§ **Activity**:
Starting at the line that holds "PR #742, opened 2019-06-25" and stopping at the line that holds "Thanks! I tried", restate the records below word for word, with both of those lines included.

§ **Data in this exercise**:

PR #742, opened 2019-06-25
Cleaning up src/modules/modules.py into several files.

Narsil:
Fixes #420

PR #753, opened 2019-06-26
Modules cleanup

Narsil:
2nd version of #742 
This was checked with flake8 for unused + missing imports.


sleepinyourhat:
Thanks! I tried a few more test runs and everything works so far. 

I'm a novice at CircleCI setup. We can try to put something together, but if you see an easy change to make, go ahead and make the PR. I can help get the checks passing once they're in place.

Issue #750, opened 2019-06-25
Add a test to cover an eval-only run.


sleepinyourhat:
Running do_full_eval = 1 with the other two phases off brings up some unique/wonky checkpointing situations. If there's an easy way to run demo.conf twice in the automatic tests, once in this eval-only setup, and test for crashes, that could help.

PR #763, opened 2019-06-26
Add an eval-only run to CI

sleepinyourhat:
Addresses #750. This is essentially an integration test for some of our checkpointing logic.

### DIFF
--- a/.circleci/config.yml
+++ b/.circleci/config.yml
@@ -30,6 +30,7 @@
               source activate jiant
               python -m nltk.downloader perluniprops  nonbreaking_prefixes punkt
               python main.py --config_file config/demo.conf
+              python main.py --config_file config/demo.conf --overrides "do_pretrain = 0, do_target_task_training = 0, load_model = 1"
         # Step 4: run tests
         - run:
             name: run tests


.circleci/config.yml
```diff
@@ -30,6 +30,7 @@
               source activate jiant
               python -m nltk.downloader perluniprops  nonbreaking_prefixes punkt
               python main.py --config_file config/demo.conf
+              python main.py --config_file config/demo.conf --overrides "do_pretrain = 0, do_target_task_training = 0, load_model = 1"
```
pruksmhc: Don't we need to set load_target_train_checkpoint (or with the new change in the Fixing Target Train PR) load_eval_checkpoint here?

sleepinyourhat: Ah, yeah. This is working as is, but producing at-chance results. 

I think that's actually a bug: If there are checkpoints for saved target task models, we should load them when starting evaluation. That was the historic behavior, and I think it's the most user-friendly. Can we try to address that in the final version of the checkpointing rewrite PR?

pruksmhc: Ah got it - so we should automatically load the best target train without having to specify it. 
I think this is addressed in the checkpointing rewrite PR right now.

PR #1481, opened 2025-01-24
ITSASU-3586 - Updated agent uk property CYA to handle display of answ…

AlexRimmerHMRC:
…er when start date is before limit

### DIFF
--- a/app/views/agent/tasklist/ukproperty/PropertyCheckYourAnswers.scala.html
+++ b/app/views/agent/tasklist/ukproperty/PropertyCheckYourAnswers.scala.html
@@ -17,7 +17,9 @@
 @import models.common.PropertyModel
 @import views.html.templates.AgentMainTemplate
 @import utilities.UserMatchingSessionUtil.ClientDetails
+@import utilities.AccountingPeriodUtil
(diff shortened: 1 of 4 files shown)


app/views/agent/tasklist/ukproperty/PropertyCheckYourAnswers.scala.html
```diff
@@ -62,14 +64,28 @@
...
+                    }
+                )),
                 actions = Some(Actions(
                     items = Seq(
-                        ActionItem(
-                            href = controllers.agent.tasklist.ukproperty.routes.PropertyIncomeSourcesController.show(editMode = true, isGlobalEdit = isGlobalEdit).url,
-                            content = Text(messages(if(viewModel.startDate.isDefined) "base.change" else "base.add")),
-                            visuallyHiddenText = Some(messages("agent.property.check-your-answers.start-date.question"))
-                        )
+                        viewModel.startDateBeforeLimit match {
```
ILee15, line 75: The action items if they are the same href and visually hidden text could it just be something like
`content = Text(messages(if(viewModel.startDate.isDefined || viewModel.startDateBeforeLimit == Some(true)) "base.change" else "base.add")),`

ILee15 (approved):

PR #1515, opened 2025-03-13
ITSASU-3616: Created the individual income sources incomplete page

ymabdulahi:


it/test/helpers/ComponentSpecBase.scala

* * *

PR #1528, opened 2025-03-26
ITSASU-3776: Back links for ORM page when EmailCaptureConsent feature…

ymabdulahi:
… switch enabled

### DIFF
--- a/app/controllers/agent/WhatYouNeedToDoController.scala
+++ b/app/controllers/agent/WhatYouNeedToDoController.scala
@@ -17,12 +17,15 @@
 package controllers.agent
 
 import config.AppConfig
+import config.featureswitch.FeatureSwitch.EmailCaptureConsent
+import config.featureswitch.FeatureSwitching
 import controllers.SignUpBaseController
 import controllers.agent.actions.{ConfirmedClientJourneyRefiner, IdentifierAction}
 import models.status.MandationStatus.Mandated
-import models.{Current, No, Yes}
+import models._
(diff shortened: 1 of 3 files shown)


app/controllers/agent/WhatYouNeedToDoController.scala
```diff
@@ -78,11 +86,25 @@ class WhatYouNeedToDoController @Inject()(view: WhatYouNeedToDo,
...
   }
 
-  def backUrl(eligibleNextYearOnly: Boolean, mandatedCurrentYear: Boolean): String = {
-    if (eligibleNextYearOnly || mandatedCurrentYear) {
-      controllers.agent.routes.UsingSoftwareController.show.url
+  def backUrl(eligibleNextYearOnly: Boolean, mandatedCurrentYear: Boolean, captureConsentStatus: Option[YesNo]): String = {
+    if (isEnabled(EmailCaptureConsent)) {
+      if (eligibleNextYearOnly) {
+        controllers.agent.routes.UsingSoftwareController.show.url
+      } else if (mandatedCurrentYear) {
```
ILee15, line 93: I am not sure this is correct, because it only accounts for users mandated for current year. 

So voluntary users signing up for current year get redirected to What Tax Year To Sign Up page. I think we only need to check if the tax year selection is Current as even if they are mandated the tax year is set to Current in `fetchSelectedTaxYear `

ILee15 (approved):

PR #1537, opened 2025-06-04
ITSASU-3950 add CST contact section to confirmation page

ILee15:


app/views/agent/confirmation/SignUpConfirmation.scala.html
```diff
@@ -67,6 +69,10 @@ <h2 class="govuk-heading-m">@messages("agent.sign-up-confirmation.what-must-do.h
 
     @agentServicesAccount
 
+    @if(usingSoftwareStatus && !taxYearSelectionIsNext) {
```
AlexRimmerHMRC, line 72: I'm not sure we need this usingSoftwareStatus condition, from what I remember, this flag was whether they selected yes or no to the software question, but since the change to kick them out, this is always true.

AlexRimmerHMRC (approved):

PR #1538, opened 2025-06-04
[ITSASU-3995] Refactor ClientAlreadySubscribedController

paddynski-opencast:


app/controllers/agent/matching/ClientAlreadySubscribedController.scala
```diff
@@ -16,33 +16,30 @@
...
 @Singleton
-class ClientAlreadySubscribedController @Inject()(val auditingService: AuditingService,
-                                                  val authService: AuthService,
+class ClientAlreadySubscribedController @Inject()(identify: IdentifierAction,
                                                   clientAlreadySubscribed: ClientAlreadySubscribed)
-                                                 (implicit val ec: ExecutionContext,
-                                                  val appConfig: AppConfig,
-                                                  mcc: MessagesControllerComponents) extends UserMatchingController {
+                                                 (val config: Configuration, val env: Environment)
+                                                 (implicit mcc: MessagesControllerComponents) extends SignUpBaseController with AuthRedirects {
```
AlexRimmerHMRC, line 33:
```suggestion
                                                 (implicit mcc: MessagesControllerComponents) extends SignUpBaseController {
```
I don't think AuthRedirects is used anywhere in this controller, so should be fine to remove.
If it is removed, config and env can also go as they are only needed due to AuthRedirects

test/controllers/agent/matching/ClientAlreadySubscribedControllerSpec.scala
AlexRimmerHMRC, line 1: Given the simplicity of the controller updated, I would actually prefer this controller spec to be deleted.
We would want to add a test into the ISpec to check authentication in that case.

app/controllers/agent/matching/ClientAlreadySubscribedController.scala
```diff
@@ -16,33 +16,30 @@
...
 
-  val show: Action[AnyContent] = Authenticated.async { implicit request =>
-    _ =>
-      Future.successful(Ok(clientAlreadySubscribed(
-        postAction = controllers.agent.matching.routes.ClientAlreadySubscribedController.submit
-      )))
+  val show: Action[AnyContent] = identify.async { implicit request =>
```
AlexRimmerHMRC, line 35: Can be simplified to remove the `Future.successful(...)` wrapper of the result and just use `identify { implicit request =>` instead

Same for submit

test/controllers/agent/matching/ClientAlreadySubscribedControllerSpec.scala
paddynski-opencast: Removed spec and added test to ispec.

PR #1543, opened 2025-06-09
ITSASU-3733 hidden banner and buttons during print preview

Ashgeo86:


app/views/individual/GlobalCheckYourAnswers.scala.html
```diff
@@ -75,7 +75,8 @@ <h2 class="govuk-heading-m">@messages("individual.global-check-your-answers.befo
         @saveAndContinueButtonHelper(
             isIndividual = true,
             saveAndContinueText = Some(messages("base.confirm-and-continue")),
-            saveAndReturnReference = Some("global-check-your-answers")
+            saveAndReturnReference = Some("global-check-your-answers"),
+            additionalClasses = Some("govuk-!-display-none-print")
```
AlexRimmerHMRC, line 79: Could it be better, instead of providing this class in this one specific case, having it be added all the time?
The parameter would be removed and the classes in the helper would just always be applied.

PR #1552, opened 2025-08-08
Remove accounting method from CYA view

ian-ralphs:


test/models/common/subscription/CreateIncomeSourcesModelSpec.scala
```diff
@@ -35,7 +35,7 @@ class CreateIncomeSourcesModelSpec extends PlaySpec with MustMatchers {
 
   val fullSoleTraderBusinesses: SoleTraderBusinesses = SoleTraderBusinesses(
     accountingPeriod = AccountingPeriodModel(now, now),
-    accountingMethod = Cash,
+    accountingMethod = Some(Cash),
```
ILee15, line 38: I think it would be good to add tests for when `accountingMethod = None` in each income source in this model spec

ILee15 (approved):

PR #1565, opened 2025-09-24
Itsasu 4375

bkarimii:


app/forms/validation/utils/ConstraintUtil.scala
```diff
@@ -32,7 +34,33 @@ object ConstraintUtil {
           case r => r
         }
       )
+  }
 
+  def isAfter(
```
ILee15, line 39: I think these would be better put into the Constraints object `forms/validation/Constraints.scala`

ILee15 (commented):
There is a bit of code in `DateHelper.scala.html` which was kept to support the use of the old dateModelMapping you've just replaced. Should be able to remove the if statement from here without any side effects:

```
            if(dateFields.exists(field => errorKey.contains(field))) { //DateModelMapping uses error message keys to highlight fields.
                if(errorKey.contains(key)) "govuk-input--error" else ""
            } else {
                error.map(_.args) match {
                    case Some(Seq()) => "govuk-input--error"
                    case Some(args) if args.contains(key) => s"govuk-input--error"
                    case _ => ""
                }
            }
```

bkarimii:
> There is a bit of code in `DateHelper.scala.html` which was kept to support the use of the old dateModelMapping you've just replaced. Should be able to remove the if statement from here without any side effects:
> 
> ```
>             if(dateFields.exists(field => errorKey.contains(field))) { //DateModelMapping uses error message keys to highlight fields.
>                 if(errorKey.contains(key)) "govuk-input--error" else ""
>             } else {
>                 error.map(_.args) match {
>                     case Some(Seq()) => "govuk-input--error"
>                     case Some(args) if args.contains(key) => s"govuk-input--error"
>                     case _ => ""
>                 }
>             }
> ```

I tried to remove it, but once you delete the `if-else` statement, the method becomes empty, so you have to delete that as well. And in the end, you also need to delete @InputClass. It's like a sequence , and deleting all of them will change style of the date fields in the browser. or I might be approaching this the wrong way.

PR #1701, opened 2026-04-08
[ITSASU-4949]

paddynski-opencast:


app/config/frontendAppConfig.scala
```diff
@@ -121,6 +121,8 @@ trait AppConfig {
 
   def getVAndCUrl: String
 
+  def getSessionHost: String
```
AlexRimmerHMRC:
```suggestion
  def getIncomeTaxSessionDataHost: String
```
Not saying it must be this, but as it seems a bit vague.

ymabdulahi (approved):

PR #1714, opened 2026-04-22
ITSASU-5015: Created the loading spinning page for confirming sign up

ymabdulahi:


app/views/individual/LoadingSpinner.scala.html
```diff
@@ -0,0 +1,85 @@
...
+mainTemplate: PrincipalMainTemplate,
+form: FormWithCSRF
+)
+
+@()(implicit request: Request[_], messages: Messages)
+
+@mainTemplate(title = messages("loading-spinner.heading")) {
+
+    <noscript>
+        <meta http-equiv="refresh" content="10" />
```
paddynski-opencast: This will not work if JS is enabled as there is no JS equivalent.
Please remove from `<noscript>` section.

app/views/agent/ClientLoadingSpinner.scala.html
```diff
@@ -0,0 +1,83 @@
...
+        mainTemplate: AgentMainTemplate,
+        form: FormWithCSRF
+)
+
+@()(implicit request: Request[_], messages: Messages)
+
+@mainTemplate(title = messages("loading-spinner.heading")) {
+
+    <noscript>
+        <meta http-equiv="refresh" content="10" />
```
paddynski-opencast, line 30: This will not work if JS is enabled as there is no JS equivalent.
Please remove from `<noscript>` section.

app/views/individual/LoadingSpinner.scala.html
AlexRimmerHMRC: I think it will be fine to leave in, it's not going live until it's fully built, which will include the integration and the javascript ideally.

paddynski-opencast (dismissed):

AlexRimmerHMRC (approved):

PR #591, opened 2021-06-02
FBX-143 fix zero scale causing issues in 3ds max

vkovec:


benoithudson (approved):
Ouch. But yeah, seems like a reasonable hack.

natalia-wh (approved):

§ **Response below**:
PR #742, opened 2019-06-25
Cleaning up src/modules/modules.py into several files.

Narsil:
Fixes #420

PR #753, opened 2019-06-26
Modules cleanup

Narsil:
2nd version of #742 
This was checked with flake8 for unused + missing imports.


sleepinyourhat:
Thanks! I tried a few more test runs and everything works so far. 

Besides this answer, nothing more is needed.